## Task description
The line containing "### Expected behavior" marks the end: quote every line from the start of the records below through it, word for word.

## Extracted information
PR #1763, opened 2026-09-09
Require eval mode for JacobianLens fitting

### LINKED ISSUE #1762: [Bug] JacobianLens.fit silently mixes dropout realizations in train mode
### Describe the bug

`JacobianLens.fit()` can silently assemble Jacobian rows from different dropout realizations when the model, or one of its relevant submodules, is in training mode.

The method expands one prompt across the batch dimension and maps output dimension `i` to batch row `i`. With active dropout, those rows receive different masks. Later backward chunks can also use new realizations. The returned matrix is therefore not the Jacobian of any single model execution, even though `fit()` succeeds with the expected shape.

This also violates two documented expectations: fitting is described as deterministic for fixed prompts, and `dim_batch` is presented as a performance/memory tradeoff rather than a semantic parameter.

### Reproduction

Using the existing test `_ToyBridge`, an identity lens, and `Dropout(p=0.5)` in later blocks, the same weights, prompt, and seed produced:

```text
train_weights_equal=True
train_dim_batch_max_diff=9.480900764465332
train_dim_batch_rel_diff=1.5122860670089722
train_repeat_max_diff=4.875718593597412
eval_dim_batch_max_diff=0.0
```

In training mode, `dim_batch=1` and `dim_batch=6` differ by order-one amounts, and consecutive fits differ as well. In evaluation mode, the same comparison agrees exactly. This is not floating-point drift.

The trigger is realistic during fine-tuning, training-time lens monitoring, after `model.train()`, or when an individual stochastic submodule remains in training mode. Ordinary inference loads often start in evaluation mode, which makes the bug easy to miss.

### Expected behavior

`JacobianLens.fit()` should fail fast before fitting if the model or any of its submodules is in training mode, with an actionable message instructing the caller to run `model.eval()`.

The method should not silently switch modes internally: preserving mixed per-submodule training states across success and exception paths would add hidden state mutation to an analysis API.

### Additional context

The affected implementation is in `transformer_lens/tools/analysis/jacobian_lens.py`. `_frozen_parameters(model)` changes only `requires_grad`; it does not change training mode.

Required regression coverage should include:

- a root model in training mode;
- a root model in eval mode with one nested submodule still in training mode;
- unchanged eval-mode fitting behavior;
- an actionable `model.eval()` error message.

Validated against `upstream/dev` at `7edc5ddfccc24619109e3c98db29a870d99977ec` on 2026-09-09. Searches across open and closed Issues and PRs for `JacobianLens dropout train mode`, `JacobianLens dim_batch`, and `Jacobian lens eval mode` found no matching report.

### System Info

```text
OS: Windows
Python: 3.12
TransformerLens: upstream/dev at 7edc5ddfccc24619109e3c98db29a870d99977ec
```

### Checklist

- [x] I have provided a minimal reproduction or clear numerical evidence
- [x] I have included the expected behavior and a focused fix direction

emerardd:
# Description

Fixes #1762.

`JacobianLens.fit()` documents deterministic fitting, but an active training-mode module can apply different dropout realizations to the replicated batch rows used for different Jacobian output dimensions. That silently assembles rows from different stochastic executions, so the result is not the Jacobian of any single forward pass and can change substantially with `dim_batch`.

This change makes fitting fail fast unless the Bridge and every submodule are in evaluation mode. The check covers both the Bridge module tree and its deliberately unregistered `original_model`, reports an actionable `model.eval()` message, and does not mutate the caller's training state. The public docstring now records the requirement.

The regression tests cover a training root model, a training nested Bridge module under an eval root, and a training nested module inside the hidden original model. They also verify that every mixed training state remains unchanged after the error.

## Type of change

# Checklist:

- [x] New and existing unit tests pass locally with my changes (affected unit file: 104 passed; full repository suite was not rerun)

## Validation

- `uv run --no-cache --no-sync pytest tests/unit/tools/test_jacobian_lens.py -q`: 104 passed
- focused training-state regression surface after final assertions: 3 passed
- pinned pycln, isort, and Black on both changed Python files
- `uv run --no-cache --no-sync mypy .`: success across 396 source files
- `git diff --check`

### DIFF
--- a/tests/unit/tools/test_jacobian_lens.py
+++ b/tests/unit/tools/test_jacobian_lens.py
@@ -124,6 +124,7 @@ class _ToyBridge(TransformerBridge):
         self.blocks = nn.ModuleList(blocks)
         self.ln_final = nn.Identity()
         self.unembed = nn.Linear(D_MODEL, D_VOCAB, bias=False, dtype=dtype)
+        self.eval()
 
     @property
     def W_U(self) -> torch.Tensor:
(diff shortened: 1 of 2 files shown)


jlarson4:
Looks good @emerardd, great work!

## Finished exercise
PR #1763, opened 2026-09-09
Require eval mode for JacobianLens fitting

### LINKED ISSUE #1762: [Bug] JacobianLens.fit silently mixes dropout realizations in train mode
### Describe the bug

`JacobianLens.fit()` can silently assemble Jacobian rows from different dropout realizations when the model, or one of its relevant submodules, is in training mode.

The method expands one prompt across the batch dimension and maps output dimension `i` to batch row `i`. With active dropout, those rows receive different masks. Later backward chunks can also use new realizations. The returned matrix is therefore not the Jacobian of any single model execution, even though `fit()` succeeds with the expected shape.

This also violates two documented expectations: fitting is described as deterministic for fixed prompts, and `dim_batch` is presented as a performance/memory tradeoff rather than a semantic parameter.

### Reproduction

Using the existing test `_ToyBridge`, an identity lens, and `Dropout(p=0.5)` in later blocks, the same weights, prompt, and seed produced:

```text
train_weights_equal=True
train_dim_batch_max_diff=9.480900764465332
train_dim_batch_rel_diff=1.5122860670089722
train_repeat_max_diff=4.875718593597412
eval_dim_batch_max_diff=0.0
```

In training mode, `dim_batch=1` and `dim_batch=6` differ by order-one amounts, and consecutive fits differ as well. In evaluation mode, the same comparison agrees exactly. This is not floating-point drift.

The trigger is realistic during fine-tuning, training-time lens monitoring, after `model.train()`, or when an individual stochastic submodule remains in training mode. Ordinary inference loads often start in evaluation mode, which makes the bug easy to miss.

### Expected behavior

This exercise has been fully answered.